To do so, it would be necessary to see the effect of taking away £10 a week from the benefit level of £200 a week over 13 weeks. One would need to appraise the health of each member of the family before the sanction was imposed; and one would need to check diaries of their food, expenditure and leisure consumption. It would certainly be necessary to survey their housing and the effects of the weather and also intrude on their privacy to find out the resources of family and friends as regards possible subsidy and other sources of support. One would have to work out whether serious illness in one parent or in a child or perhaps in a third member of the family could be attributed to that deduction of £10 from a benefit of £200 over a period of 13 weeks. Other factors would have to be taken into account, such as the length of time the family had already spent on benefit, and also the amount of savings they had. I do not believe that this research, as outlined by the noble Earl, Lord Russell, is possible.
I come back to my basic argument. These are sanctions imposed only when somebody has knowingly, fraudulently and persistently defrauded the benefits system, and that has been established by the courts. They are in line with the sanctions imposed on offences against the benefits system since the early 1960s and with the rest of other benefit sanctions. We have in play hardship regimes that we think are in line with all the other hardship and benefit regimes that are in place, which have been shown by research on JSA and incapacity benefit to support people while making them realise that we expect the conditions of those benefits to be respected as part of the entitlement to them.
I know that the noble Earl will not accept my argument but I would say that at the end of the day, under these conditions, IS or JSA would normally be sanctioned either by 20 per cent or 40 per cent of the personal allowance and the benefit for the rest of the family would remain undisturbed. Child benefit will never be withdrawn. Housing benefit and council tax benefit will remain in payment, even when JSA or IS is sanctioned. Premiums payable for the family will not be reduced: only the personal allowance. Free prescriptions and free school meals will remain available, even when a benefit may be sanctioned.

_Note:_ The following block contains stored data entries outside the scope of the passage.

Issue #4924, opened 2026-03-06
Consistent definitions and for attributes across signals


coryan:
I have introduced some inconsistency in attribute names and values for the different signals (more or less intentionally, I wanted to see all the signals working, even if not "perfect").  Including:

- The `rpc.method` should be the name of the gRPC method, as in `google.cloud.secretmanager.v1.SecretManager/CreateSecret`
- Errors should include the `error.type` field

westarle:
I updated this issue with some additional updates/gaps in traces, metrics.

haphungw:
#4937: Include error.type field on errors.
#5199: Add the gcp.client.* keys to metrics and handle the Schema URL requirement.
#5200: Replaced `rpc.system` with `rpc.system.name` and `gcp.resource.name` with `gcp.resource.destination.id`.
#5208: Remove `rpc.service` and ensure `rpc.method` carries the standardized format.

Closing this out.

PR #4937, opened 2026-03-07
impl(gax-internal): set the client span error attributes

coryan:
Part of the work for #4924 adds some missing fields to the client request spans.

### DIFF
--- a/src/gax-internal/src/observability/client_signals/with_client_signals.rs
+++ b/src/gax-internal/src/observability/client_signals/with_client_signals.rs
@@ -19,10 +19,17 @@
 use super::DurationMetric;
 use super::RequestStart;
 use crate::observability::attributes::RPC_SYSTEM_HTTP;
-use crate::observability::attributes::keys::{RPC_RESPONSE_STATUS_CODE, RPC_SYSTEM_NAME};
+use crate::observability::attributes::keys::OTEL_STATUS_DESCRIPTION;
+use crate::observability::attributes::keys::{
+    OTEL_STATUS_CODE, RPC_RESPONSE_STATUS_CODE, RPC_SYSTEM_NAME,
+};
+use crate::observability::attributes::otel_status_codes;
+use crate::observability::errors::ErrorType;
 use google_cloud_gax::error::Error;
 use google_cloud_gax::error::rpc::Code;
-use opentelemetry_semantic_conventions::attribute;
+use opentelemetry_semantic_conventions::attribute::{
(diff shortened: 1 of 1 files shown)


src/gax-internal/src/observability/client_signals/with_client_signals.rs
```diff
@@ -108,10 +115,20 @@ where
         let this = self.project();
         let output = futures::ready!(this.inner.poll(cx));
         // Record the metric and log the value in the context of the span.
-        let _enter = span.entered();
+        let span = span.entered();
         match &output {
-            Ok(_) => this.metric.record_ok(&this.start),
+            Ok(_) => {
+                span.record(OTEL_STATUS_CODE, otel_status_codes::OK);
```
westarle, line 121: please leave `UNSET`

Maybe we should delete this status code.

coryan: I don't think that applies here. First, because if we don't set it, nothing will (and nothing does). The span is gone, we created it, we own it, we are the last one with access.

And second because I don't think that definition applies:

https://github.com/open-telemetry/opentelemetry-specification/blob/main/specification/overview.md#instrumentation-libraries

https://github.com/open-telemetry/opentelemetry-specification/blob/main/specification/glossary.md#instrumentation-library

This code is not the instrumentation library, it is the instrumented library... That rule would apply to something like `tracing-opentelemetry` or `opentelemetry-otlp`.

westarle: I also found this confusing.  I think it's fair to say the app can't change this.

See https://opentelemetry.io/docs/specs/semconv/http/http-spans/#status with a similar decision (that motivated me to raise this).

The examples of instrumentation library are things like attachable gRPC or mongodb instrumentation.  I think this statement describes our client libs, so I think when we look at the spec we should think of ourselves as Instrumentation Library.

> Instrumented Library and Instrumentation Library may be the same library if it has built-in OpenTelemetry instrumentation.

The definition of "Ok":

> Ok
> The operation has been validated by an **Application developer or Operator** to have completed successfully... When span status is set to Ok it SHOULD be considered final

I think most spans are 'unset' (treated as success downstream) and 'ok' is just used to override 'error'.

I don't really see it as a big deal outside of interpreting the spec.  The only 2 practical problems I can imagine are:
* some downstream processor extension (within tracing-opentelemetry or later) might find it more difficult to label this span an "error" since OK is "final".
* some downstream dashboard might put some green check mark next to these that you won't find next to the 'unset' HTTP spans

coryan: I think you convinced me.  I opened #4938 and will commit this to unblock other work.

PR #4951, opened 2026-03-09
cleanup(pubsub): add must_use attribute to publish

### LINKED ISSUE #4950: Mark publish() as must_use
Ignoring the result of a publish operation is an antipattern in Pub/Sub. Mark the future as "must_use" so that it needs to be explicitly ignored.

suzmue:
Fixes #4950

### DIFF
--- a/src/pubsub/src/publisher/client.rs
+++ b/src/pubsub/src/publisher/client.rs
@@ -492,7 +492,8 @@ mod tests {
             Message::new().set_data("world"),
         ];
         for msg in messages {
-            let _ = publisher.publish(msg.clone());
+            let handle = publisher.publish(msg.clone());
+            drop(handle);
         }
 
         publisher.flush().await;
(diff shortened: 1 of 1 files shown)


src/pubsub/src/publisher/client.rs
```diff
@@ -491,7 +492,8 @@ mod tests {
             Message::new().set_data("world"),
         ];
         for msg in messages {
-            publisher.publish(msg.clone());
+            let handle = publisher.publish(msg.clone());
+            drop(handle);
```
dbolduc, line 496: will clippy let us say:

```suggestion
            let _ = publisher.publish(msg.clone());
```

dbolduc (approved):

src/pubsub/src/publisher/client.rs
suzmue: No. We can say `let _handle = publisher.publish(msg.clone());`

suzmue: This is because of a clippy that only applies to futures: https://github.com/googleapis/google-cloud-rust/issues/4950#issuecomment-4026721023

dbolduc: Ah TIL

PR #4953, opened 2026-03-09
docs(pubsub): subscriber throughput example

dbolduc:
Part of the work for #4508 

Add an example demonstrating how to use the subscriber client effectively.

This probably belongs in a user guide, but until we have that set up, let's carve out a section for it in the class documentation.


dbolduc:
This belongs somewhere, but not here. Closing.

PR #4955, opened 2026-03-09
test(integration-tests-o11y): test for all signals

coryan:
Introduce a test to validate all the signals (traces, logs and metrics) using a single client. This uses an `EventLogger` to format the logs, when we write an OTLP exporter for the logs we will need to change the test too.

Part of the work for #4760 and #4795

### DIFF
--- a/tests/o11y/src/e2e/signals.rs
+++ b/tests/o11y/src/e2e/signals.rs
@@ -300,16 +300,8 @@ async fn check_metrics(
             .await
             .inspect_err(|e| tracing::info!("error fetching metric: {e:?}"));
 
-        let Some(response) = response.ok() else {
-            continue;
-        };
-        let contains_resource = response.time_series.iter().any(|ts| {
-            ts.resource
-                .as_ref()
-                .is_some_and(|r| r.labels.get("node_id") == Some(&node_id))
-        });
-        if contains_resource {
-            found = Some(response);
+        found = response.ok();
+        if found.is_some() {
             break;
         }
     }
@@ -318,11 +310,6 @@ async fn check_metrics(
     let metrics = found
         .time_series
         .iter()
-        .filter(|ts| {
-            ts.resource
-                .as_ref()
-                .is_some_and(|r| r.labels.get("node_id") == Some(&node_id))
-        })
         .filter_map(|ts| ts.metric.as_ref())
         .collect::<Vec<_>>();
 


tests/o11y/src/otlp/logs.rs
```diff
@@ -0,0 +1,175 @@
...
+use std::fmt::Result as FmtResult;
+use tracing::{Event, Subscriber};
+use tracing_opentelemetry::OtelData;
+use tracing_serde::AsSerde;
+use tracing_serde::fields::AsMap;
+use tracing_subscriber::fmt::format::{FormatEvent, Writer};
+use tracing_subscriber::fmt::{FmtContext, FormatFields};
+use tracing_subscriber::registry::LookupSpan;
+
+/// Format [tracing] events into the format consumed by the Google Cloud [Ops Agent].
```
dbolduc, line 28: comment: this thing seems useful to our customers too. Not just us.

tests/o11y/src/e2e/signals.rs
```diff
@@ -0,0 +1,376 @@
...
+    opentelemetry::global::set_meter_provider(meter_provider.clone());
+    Ok((tracer_provider, meter_provider, buffer))
+}
+
+fn configure_mock_server() -> Server {
+    let echo_server = Server::run();
+    let respond = || {
+        const DELAY: Duration = Duration::from_millis(50);
+        match rand::rng().random_range(0..1000) {
+            n if n == 37 * 31 => delay_and_then(DELAY, status_code(404)),
```
dbolduc: 37 * 31 = 1147 > 1000. 😬 

This never gets hit.

tests/o11y/src/e2e/signals.rs
```diff
@@ -0,0 +1,376 @@
...
+            .await
+            .inspect_err(|e| tracing::info!("error fetching metric: {e:?}"));
+
+        let Some(response) = response.ok() else {
+            continue;
+        };
+        let contains_resource = response.time_series.iter().any(|ts| {
+            ts.resource
+                .as_ref()
+                .is_some_and(|r| r.labels.get("node_id") == Some(&node_id))
```
dbolduc: comment: ah, this is how we filter on metrics produced by the current build.

Q: can't we add this condition to the `set_filter` statement? If so, should be cleaner.

tests/o11y/src/e2e/signals.rs
```diff
@@ -0,0 +1,376 @@
...
+        })
+        .filter_map(|ts| ts.metric.as_ref())
+        .collect::<Vec<_>>();
+
+    let _code_404 = metrics
+        .iter()
+        .find(|m| {
+            m.labels
+                .get("http.response.status_code")
```
dbolduc, line 320: ... unless these don't have the `node_id` label.

If so, they'd get filtered out, and my above suggestion is bad.

dbolduc (approved):
fizzbuzz claims another victim 😛

tests/o11y/src/e2e/signals.rs
```diff
@@ -0,0 +1,376 @@
...
+    // Just want to make sure it exists and is a string.
+    assert!(
+        fields
+            .remove("message")
+            .is_some_and(|v| v.as_str().is_some()),
+        "{value:?}"
+    );
+    let want = serde_json::json!({
+        "http.response.status_code": 404,
+        "rpc.method": "google_cloud_showcase_v1beta1::client::Echo::echo",
```
westarle, line 252: nit: can this be "google.showcase.v1beta1.Echo/Echo"?

(when we do low-level gRPC/HTTP logs)

tests/o11y/src/otlp/logs.rs
```diff
@@ -0,0 +1,175 @@
...
+            serializer.serialize_entry("severity", &meta.level().as_serde())?;
+            serializer.serialize_entry("fields", &event.field_map())?;
+            serializer.serialize_entry("target", meta.target())?;
+            match self.trace_info(ctx, event) {
+                (Some((tid, sid)), sampled) => {
+                    serializer.serialize_entry(
+                        "logging.googleapis.com/trace",
+                        &format!("projects/{}/traces/{tid}", self.project_id),
+                    )?;
+                    serializer.serialize_entry("logging.googleapis.com/span", &sid.to_string())?;
```
westarle:
```suggestion
                    serializer.serialize_entry("logging.googleapis.com/spanId", &sid.to_string())?;
```

NB: `logging.googleapis.com/trace` is correct above.

https://docs.cloud.google.com/logging/docs/structured-logging#structured_logging_special_fields

tests/o11y/src/otlp/logs.rs
coryan: Yes. But I am not sure where it should go. @westarle this may also belong in https://github.com/open-telemetry/opentelemetry-rust-contrib, along with the auth layers for the exporters.

tests/o11y/src/otlp/logs.rs
coryan: Fixed.

tests/o11y/src/e2e/signals.rs
coryan: Good catch, fixed.

tests/o11y/src/e2e/signals.rs
```diff
@@ -0,0 +1,376 @@
...
+        ])
+        .times(1..)
+        .respond_with(respond),
+    );
+    echo_server
+}
+
+async fn run_test_iterations(project_id: &str, client: Echo) -> anyhow::Result<TraceId> {
+    let mut trace_id = None;
+    for _ in 0..1_000 {
```
coryan: I increased the time to catch more errors.

tests/o11y/src/e2e/signals.rs
coryan: Already part of #4924 I think.

tests/o11y/src/e2e/signals.rs
coryan: Yes, we can! I had tried before but could not figure out the right expression. I just did.

tests/o11y/src/e2e/signals.rs
```diff
@@ -0,0 +1,374 @@
...
+            )
+            .set_order_by("timestamp desc")
+            .send()
+            .await
+            .inspect_err(|e| tracing::info!("error fetching metric: {e:?}"));
+
+        let Some(response) = response.ok() else {
+            continue;
+        };
+        let contains_resource = response.time_series.iter().any(|ts| {
```
dbolduc: hopefully this is not needed

tests/o11y/src/e2e/signals.rs
```diff
@@ -0,0 +1,374 @@
...
+            found = Some(response);
+            break;
+        }
+    }
+
+    let found = found.expect("metric not exported after timeout");
+    let metrics = found
+        .time_series
+        .iter()
+        .filter(|ts| {
```
dbolduc: Same

tests/o11y/src/e2e/signals.rs
coryan: Fixed.

tests/o11y/src/e2e/signals.rs
coryan: Removed.

tests/o11y/src/e2e/signals.rs
coryan: I think you are fine, we only get things with a node_id label out of the loop.

Issue #4938, opened 2026-03-08
Keep the span status as `UNSET` even on success


coryan:
I also found this confusing.  I think it's fair to say the app can't change this.

See https://opentelemetry.io/docs/specs/semconv/http/http-spans/#status with a similar decision (that motivated me to raise this).

The examples of instrumentation library are things like attachable gRPC or mongodb instrumentation.  I think this statement describes our client libs, so I think when we look at the spec we should think of ourselves as Instrumentation Library.

> Instrumented Library and Instrumentation Library may be the same library if it has built-in OpenTelemetry instrumentation.

The definition of "Ok":

> Ok
> The operation has been validated by an **Application developer or Operator** to have completed successfully... When span status is set to Ok it SHOULD be considered final

I think most spans are 'unset' (treated as success downstream) and 'ok' is just used to override 'error'.

I don't really see it as a big deal outside of interpreting the spec.  The only 2 practical problems I can imagine are:
* some downstream processor extension (within tracing-opentelemetry or later) might find it more difficult to label this span an "error" since OK is "final".
* some downstream dashboard might put some green check mark next to these that you won't find next to the 'unset' HTTP spans

_Originally posted by @westarle in https://github.com/googleapis/google-cloud-rust/pull/4937#discussion_r2901184258_

PR #4967, opened 2026-03-10
fix(gax-internal): keep traces as `Unset` on success

coryan:
The convention / rules for OpenTelemetry are to keep traces as `Unset` on success.

Fixes https://github.com/googleapis/google-cloud-rust/issues/4938. See that bug for background and justification, because we all think it is not intuitive.

### DIFF
--- a/src/gax-internal/src/observability/attributes.rs
+++ b/src/gax-internal/src/observability/attributes.rs
@@ -126,10 +126,9 @@ pub mod error_type_values {
     pub const UNKNOWN: &str = "UNKNOWN";
 }
 
+// There is no OK constant because in practice an instrumented library should never use it.
 /// Values for the OpenTelemetry `otel.status_code` attribute.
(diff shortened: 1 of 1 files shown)


src/gax-internal/src/observability/client_tracing.rs
```diff
@@ -50,12 +50,12 @@ impl<T> sealed::ResultExt for std::result::Result<T, Error> {}
 impl<T> ResultExt for std::result::Result<T, Error> {
     fn record_in_span(self, span: &Span) -> Self {
         match &self {
-            Ok(_) => span.record(OTEL_STATUS_CODE, otel_status_codes::OK),
```
westarle, line 53: nit: we could remove `otel_status_codes::OK` I'm not sure we ever get to use it.

coryan: Done.

PR #4979, opened 2026-03-10
cleanup(pubsub): future-proof `AckError`

### LINKED ISSUE #4809: Stabilize `AckError`

dbolduc:
Fixes #4809, related to #4508

We discussed whether the RPC branch should parse the string the server returns into an enum. My official stance on the matter is "why....".

We remove the `details` field for now, and mark the branch as non-exhaustive.

Non breaking, because `AckError` was never released.

### DIFF
--- a/src/pubsub/src/error.rs
+++ b/src/pubsub/src/error.rs
@@ -62,12 +62,9 @@ pub enum AckError {
     LeaseExpired,
 
     /// The underlying RPC failed.
-    #[error("the acknowledgement failed{}. RPC error: {source}",
-        .details.as_ref().map(|m| format!(", with the server reporting: {m}")).unwrap_or_default())]
+    #[non_exhaustive]
+    #[error("the acknowledgement failed. RPC error: {source}")]
     Rpc {
-        /// Extra details from the server on why the acknowledgement failed.
-        details: Option<String>,
-
         /// The error returned by the service for the acknowledge request.
         #[source]
         source: Arc<Error>,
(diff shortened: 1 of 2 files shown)


src/pubsub/src/error.rs
```diff
@@ -62,12 +62,9 @@ pub enum AckError {
     LeaseExpired,
 
     /// The underlying RPC failed.
-    #[error("the acknowledgement failed{}. RPC error: {source}",
-        .details.as_ref().map(|m| format!(", with the server reporting: {m}")).unwrap_or_default())]
+    #[non_exhaustive]
```
coryan, line 65: Terrible-ideas-discuss: we can always add `RpcWithDetails` later if needed, and basically never use `Rpc` once that is introduced.

dbolduc: Errr, but then applications that matched on `Rpc` change behavior silently when they update their `google-cloud-pubsub`. That seems avoidable.

PR #4990, opened 2026-03-11
impl(pubsub): add confirmed ack for lease state

PhongChuong:


PhongChuong:
This is largely based on @dbolduc 's implementation in https://github.com/googleapis/google-cloud-rust/commit/bafa17f526e7895a9a399113a4c11139b3cc2a61.

For the tests: [message_expiration, limit_size_of_extends], I manually verified it for exactly once leases. I'll follow up this PR with a test PR that would parameterize these tests as this PR is already quite large.

src/pubsub/src/subscriber/lease_state.rs
```diff
@@ -120,7 +138,9 @@ where
     /// hold one mutable reference to `LeaseState` within its `select!`
     /// statement.
     pub(super) async fn next_event(&mut self) -> LeaseEvent {
-        if self.leases.needs_flush() {
+        if self.leases.needs_flush() || self.eo_leases.needs_flush() {
+            // This flushes both leases and eo_leases. This can be updated so
+            // that the [leases, eo_leases] are flushed independently.
```
dbolduc: comment: 99.999% of the time one of `leases` or `eo_leases` will be empty. For them both to be non-empty, the subscription's delivery would have to change midstream. That would be a weird app.

src/pubsub/src/subscriber/lease_state.rs
```diff
@@ -177,17 +219,27 @@ where
...
         if !to_ack.is_empty() {
             self.leaser.ack(to_ack).await;
         }
+        if !to_nack.is_empty() {
+            self.leaser.nack(to_nack).await;
+        }
 
-        // TODO(#4847) - this nack needs to be broken into batches.
+        self.eo_leases.evict();
+        // TODO(#4869) - default shutdown behavior needs to be more clearly defined.
```
dbolduc, line 233: True, thanks for writing this up.

src/pubsub/src/subscriber/lease_state.rs
```diff
@@ -177,17 +219,27 @@ where
...
+        // Currently, evict returns NACK_SHUTDOWN_ERROR for all exactly once
+        // leases. This includes the to_ack leases. Specifically,
+        // the leases that has been acknowledged by the application but not yet
```
dbolduc: nit:

```suggestion
        // the leases that have been acknowledged by the application but not yet
```

src/pubsub/src/subscriber/lease_state.rs
```diff
@@ -177,17 +219,27 @@ where
...
         }
+        if !to_nack.is_empty() {
+            self.leaser.nack(to_nack).await;
+        }
 
-        // TODO(#4847) - this nack needs to be broken into batches.
+        self.eo_leases.evict();
+        // TODO(#4869) - default shutdown behavior needs to be more clearly defined.
+        // Currently, evict returns NACK_SHUTDOWN_ERROR for all exactly once
+        // leases. This includes the to_ack leases. Specifically,
```
dbolduc, line 235: Aside, no action required: this behavior is dumb. We could see if they are pending and set `Shutdown` and for the non-pending ones do `ShutdownBeforeAck`.

But I don't think we should take any action now. I think doing anything is good enough for now. And then we get everything right as part of the shutdown work.

src/pubsub/src/subscriber/lease_state.rs
```diff
@@ -439,33 +643,112 @@ pub(super) mod tests {
...
+        }
+        for i in 40..50 {
+            state.process(ExactlyOnceNack(test_id(i)));
+        }
         state.shutdown().await;
     }
 
     #[tokio::test(start_paused = true)]
-    async fn ack_out_of_lease_included() {
+    async fn ack_out_of_lease() {
```
dbolduc: optional: I think I would just remove this test. It is already covered in `at_least_once::Leases` and `exactly_once::Leases`.

src/pubsub/src/subscriber/lease_state.rs
```diff
@@ -500,8 +802,17 @@ pub(super) mod tests {
             },
             state.leases
         );
+        assert_eq!(
```
dbolduc: Same with the nack variety. Up to you though.

src/pubsub/src/subscriber/lease_state.rs
```diff
@@ -558,12 +877,19 @@ pub(super) mod tests {
         let start = Instant::now();
 
         const FLUSH_START: Duration = Duration::from_secs(1);
+        const CONFIRM_ACK_OFFSET: i32 = MAX_IDS_PER_RPC * 2;
```
dbolduc: Please move this into a separate test for exactly-once. It will be a lot easier to follow.

src/pubsub/src/subscriber/lease_state.rs
```diff
@@ -597,11 +937,16 @@ pub(super) mod tests {
...
```
dbolduc: same

src/pubsub/src/subscriber/lease_state.rs
```diff
@@ -636,6 +995,7 @@ pub(super) mod tests {
...
```
dbolduc: same.

I know the `||` is over the at-least-once leases and exactly-once leases, but testing how they interact together just isn't that important. I'd rather have tests that are more readable for each.

src/pubsub/src/subscriber/lease_state.rs
PhongChuong: Ack.

src/pubsub/src/subscriber/lease_state.rs
PhongChuong: Ack.

src/pubsub/src/subscriber/lease_state.rs
PhongChuong: Done.

src/pubsub/src/subscriber/lease_state.rs
PhongChuong: Done.

src/pubsub/src/subscriber/lease_state.rs
PhongChuong: 👍

src/pubsub/src/subscriber/lease_state.rs
PhongChuong: Done.

src/pubsub/src/subscriber/lease_state.rs
PhongChuong: Done.

src/pubsub/src/subscriber/lease_state.rs
PhongChuong: Done.

PhongChuong:
Thanks for the review. PTAL.

src/pubsub/src/subscriber/lease_state.rs
```diff
@@ -574,26 +807,63 @@ pub(super) mod tests {
...
+            state.add(test_id(i), at_least_once_info());
             state.process(Ack(test_id(i)));
         }
         assert_eq!(state.next_event().await, LeaseEvent::Flush);
         assert_eq!(start.elapsed(), FLUSH_START);
     }
 
     #[tokio::test(start_paused = true)]
-    async fn limit_size_of_nack_batch() {
+    async fn limit_size_of_ack_batch_exactly_once() {
```
dbolduc, line 828: much clearer, thanks.

dbolduc (approved):

PR #4992, opened 2026-03-11
test(pubsub): parameterize lease state test

PhongChuong:
This PR also add tests for exactly once lease for the tests message_expiration and limit_size_of_extends.

Towards #3964

### DIFF
--- a/src/pubsub/src/subscriber/lease_state.rs
+++ b/src/pubsub/src/subscriber/lease_state.rs
@@ -248,10 +248,10 @@ pub(super) mod tests {
     use super::super::leaser::tests::MockLeaser;
     use super::Action::{Ack, ExactlyOnceAck, ExactlyOnceNack, Nack};
     use super::*;
-    use parameterized::parameterized;
     use std::collections::HashMap;
     use std::collections::HashSet;
     use std::sync::Arc;
+    use test_case::test_case;
     use tokio::sync::mpsc::unbounded_channel;
     use tokio::sync::oneshot::channel;
     use tokio::time::interval;
@@ -1004,11 +1004,9 @@ pub(super) mod tests {
         assert_eq!(start.elapsed(), FLUSH_START);
     }
 
-    #[parameterized(lease_info_factory = {
-        super::at_least_once_info,
-        super::exactly_once_info,
-    })]
-    #[parameterized_macro(tokio::test(start_paused = true))]
+    #[test_case(super::at_least_once_info)]
+    #[test_case(super::exactly_once_info)]
+    #[tokio::test(start_paused = true)]
     async fn limit_size_of_extends(lease_info_factory: fn() -> LeaseInfo) -> anyhow::Result<()> {
         const NUM_BATCHES: i32 = 5;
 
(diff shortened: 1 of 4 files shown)


src/pubsub/src/subscriber/lease_state.rs
```diff
@@ -1003,9 +1004,12 @@ pub(super) mod tests {
...
     }
 
-    #[tokio::test(start_paused = true)]
-    async fn limit_size_of_extends() -> anyhow::Result<()> {
-        // TODO(#3964) - Parameterize this test.
+    #[parameterized(lease_info_factory = {
+        super::at_least_once_info,
+        super::exactly_once_info,
+    })]
+    #[parameterized_macro(tokio::test(start_paused = true))]
```
dbolduc: TIL: `parameterized`

Does `test_case` work? That is what we typically use.

```suggestion
#[test_case(super::at_least_once_info)]
#[test_case(super::exactly_once_info)]
#[tokio::test(start_paused = true)]
```

src/pubsub/src/subscriber/lease_state.rs
```diff
@@ -1050,9 +1054,12 @@ pub(super) mod tests {
         Ok(())
     }
 
-    #[tokio::test(start_paused = true)]
-    async fn message_expiration() -> anyhow::Result<()> {
-        // TODO(#3964) - Parameterize this test.
+    #[parameterized(lease_info_factory = {
```
dbolduc: same

src/pubsub/src/subscriber/lease_state.rs
```diff
@@ -1023,7 +1027,7 @@ pub(super) mod tests {
 
         let mut want = HashSet::new();
         for i in 0..NUM_BATCHES * MAX_IDS_PER_RPC {
-            state.add(test_id(i), at_least_once_info());
+            state.add(test_id(i), lease_info_factory());
```
dbolduc, line 1028: ah, clever way to keep the diff in check

src/pubsub/src/subscriber/lease_state.rs
PhongChuong: `test_case` does not work with `tokio::test`

dbolduc: this seems to work:

https://github.com/googleapis/google-cloud-rust/blob/925a0279553ea9f5d1dd467b4983f87c0a812fcb/src/storage/src/storage/bidi/worker.rs#L280-L282

PhongChuong: Weird. There was a reason why I switched `parameterized` instead.
Let me see if I can find it again.

dbolduc: The order matters with this stuff. Like this doesn't work, if I remember correctly:

```rs
[tokio::test] // bad, has to come after test_case, or serial
[test_case(...)]
```

PhongChuong: The suggestion worked and I can't recall why I switched to `parameterized`.
Anyway, thanks for the suggestion. I've updated to remove the parameterized crate.

Issue #32, opened 2012-09-28
Search bar misplaced


ebbes:
Well, I think the search bar is a bit misplaced, especially when looking at the search results pane.
In my humble opinion, it should be located on the right of the bookmarks pane.
See http://www.picfront.org/d/8ORd
Nautilus 3.4 in background, Nemo in foreground.

PR #83, opened 2012-11-03
Layout changes - toolbars and search bars

mtwebster:
- Adds a second toolbar below the main one, to hold the location/path bar.
- Makes search bars slot-dependent.  This means you can have individual search bars visible for each pane or tab you have active, and the views make more sense.  This should address #32.  If I've misconstrued the intent, let me know and I'll adjust.

Screenshot: http://dl.dropbox.com/u/8201170/layoutchanges.png

### DIFF
--- a/src/nemo-location-bar.c
+++ b/src/nemo-location-bar.c
@@ -563,3 +563,9 @@ nemo_location_bar_get_entry (NemoLocationBar *location_bar)
 {
 	return location_bar->details->entry;
 }
+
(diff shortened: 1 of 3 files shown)


zbandhan:
can you design locationbar like this http://4.bp.blogspot.com/-KAYwYxd52tw/Vht1K7dfb_I/AAAAAAAAElg/xAz7wck3EgU/s1600/2.jpg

If people defraud knowingly the benefit system over a period of time, as established by the courts, they must know that there will be a sanction. We believe that the sanctions are proportionate and have proper legal safeguards. We believe that we have decent hardship arrangements in place, and that they have a proper read-across to the benefit sanctions that have existed since the 1960s and to sanctions applied to other forms of benefit.
Although I may not have persuaded the noble Earl, Lord Russell, I hope that I have persuaded the House that our proposal is proportionate, reasonable and appropriate given the offence of persistent, consistent and knowing benefit fraud.